Question

A long wire carrying a current $ i $ is bent to form a plane angle $ \alpha $ Find the magnetic field $ B $ at a point on the bisector of this angle situated at a distance $ x $ from the vertex.

Answer 1

Hint: We are asked to find the magnetic field at a point. To understand the question better, we can start to answer this question by drawing a diagram. We can use Biot-Savart’s law to find the magnetic field at the upper or lower part of the bent wire and multiply it to find the final solution. We also used many mathematical formulas (trigonometric) to simplify the equations as we go forward.
The magnetic field is given by the Biot-Savart’s law as $ B = \dfrac{{{\mu _0}i}}{{4\pi r}}\left( {\sin {\theta _1} + \sin {\theta _2}} \right) $

Complete Step By Step Answer:
Let us start to answer this question by drawing a diagram to understand it better

Now that we have the diagram let us move onto finding the magnetic field at the point P due to the upper and lower infinite long wires.
By the Biot-Savart’s law we have $ B = \dfrac{{{\mu _0}i}}{{4\pi r}}\left( {\sin {\theta _1} + \sin {\theta _2}} \right) $
We know that $ \sin \dfrac{\alpha }{2} = \dfrac{r}{x} $ or $ r = x\sin \dfrac{\alpha }{2} $
We also have $ {\theta _1} = \dfrac{\alpha }{2} $ and $ {\theta _2} = 90 $
The magnetic field thus becomes $ B = \dfrac{{{\mu _0}i}}{{4\pi }}\left( {\dfrac{{\sin \dfrac{\alpha }{2} + \sin 90}}{{x\sin \dfrac{\alpha }{2}}}} \right) $
This is the magnetic field at the upper or lower side, we multiply it with two and get
 $ B = \dfrac{{{\mu _0}i}}{{2\pi }}\left( {\dfrac{{\sin \dfrac{\alpha }{2} + \sin 90}}{{x\sin \dfrac{\alpha }{2}}}} \right) $
After further simplification, we have $ B = \dfrac{{{\mu _0}i}}{{2\pi x}}\left( {\dfrac{{\sin \dfrac{\alpha }{2} + 1}}{{\sin \dfrac{\alpha }{2}}}} \right) = \dfrac{{{\mu _0}i}}{{2\pi x}}\left( {\dfrac{{{{\left( {\sin \dfrac{\alpha }{4} + \cos \dfrac{\alpha }{4}} \right)}^2}}}{{2\sin \dfrac{\alpha }{4}\cos \dfrac{\alpha }{4}}}} \right) $
We use two trigonometric formulas to simplify the above equation and get the final answer.

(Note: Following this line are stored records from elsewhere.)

PR #636, opened 2023-04-14
Add missing UserFactors' resend endpoint.

### LINKED ISSUE #633: Resend SMS as part of enrollment

When enrolling the SMS factor, a user may want a new code sent to the same phone.  The Factor API supports resending a code via SMS during enrollment of the factor.  The SDK does not include this feature.

[UserFactorApi.cs](https://github.com/okta/okta-sdk-dotnet/blob/c23340e9da793532e17cf93bf981c4fd2ed07a42/src/Okta.Sdk/Api/UserFactorApi.cs)

https://developer.okta.com/docs/reference/api/factors/#resend-sms-as-part-of-enrollment

### Additional Information?

_No response_

laura-rodriguez:
Fixes #633


docs/NetworkZoneApi.md
```diff
@@ -86,9 +86,9 @@ Name | Type | Description  | Notes
 | Status code | Description | Response headers |
 |-------------|-------------|------------------|
 | **200** | Success |  -  |
-| **403** | Forbidden |  -  |
-| **404** | Not Found |  -  |
-| **429** | Too Many Requests |  -  |
```
bryanapellanes-okta, line 91: Was it intentional that the descriptions were removed?  It seems preferable to keep them.

laura-rodriguez: It all depends on the spec, the code is autogenerated.

bryanapellanes-okta: I thought that was the case; should we review the spec more closely?

openapi3/management.yaml
```diff
@@ -14582,6 +14582,57 @@ paths:
...
+        '404':
+          $ref: '#/components/responses/ErrorResourceNotFound404'
+        '429':
+          $ref: '#/components/responses/ErrorTooManyRequests429'
+      security:
+        - apiToken: []
+        - oauth2:
+            - okta.users.manage
+      tags:
+        - UserFactor
```
bryanapellanes-okta, line 14635: Do the changes shown here propagate down from changes to the spec, or do these changes need to be propagated back up to the spec for everyone else to consume?

bryanapellanes-okta (approved):
Thanks for the one on one explanation 👍

PR #647, opened 2023-05-18
Fix "Null response after hitting rate limit" issue 

### LINKED ISSUE #638: Create/Update Account returns NULL when okta tenant hits rate limits
### Describe the bug?

When okta tenant is under heavy load and rate limit events are raised, CreateUserAsync and PartialUpdateUserAsync on IUserApi returns NULL object.

If the request is unsuccessful, an exception is expected.  The SDK methods are defined to return an object, unless there is an exception condition preventing the operation from completing successfully. 

The SDK methods return null object, when the okta server is under heavy load -- ie, rate limit events reported for /api/v1/users (write and read).  The SDK does not throw an exception. The SDK hides the details of rate limit handling and retries, and it returns a null object if the operation is not successful. 

### Reproduction Steps?

Run a migration or test tool that floods the okta tenant with CreateAccountSync and PartialUpdateUserAsync requests that eventually triggers rate limit events on okta. Some of the requests will eventually begin to return null from these iUser methods. 

### Additional Information?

These trigonometric formulas are
(i) $ \sin 2\theta = 2\sin \theta \cos \theta $
(ii) $ 1 + \sin \theta = {\left( {\sin \dfrac{\theta }{2} + \cos \dfrac{\theta }{2}} \right)^2} $
We divide both the denominator and numerator by $ {\cos ^2}\dfrac{\alpha }{4} $ and we get
 $ B = \dfrac{{{\mu _0}i}}{{2\pi x}}\left( {\dfrac{{{{\left( {1 + \tan \dfrac{\alpha }{4}} \right)}^2}}}{{\tan \dfrac{\alpha }{4}}}} \right) = \dfrac{{{\mu _0}i}}{{2\pi x}}\left( {1 + \tan \dfrac{\alpha }{4}} \right)\cot \dfrac{\alpha }{4} $
The final answer for the magnetic field will be $ B = k\cot \dfrac{\alpha }{4} $
Where k is $ \dfrac{{{\mu _0}i}}{{2\pi x}}\left( {1 + \tan \dfrac{\alpha }{4}} \right) $ .

Note:
The trigonometric formulas used here are the key factor one should notice. Moving onto the magnetic field, it is the vector field that gives us the influence of magnetism on moving charges and magnetic materials.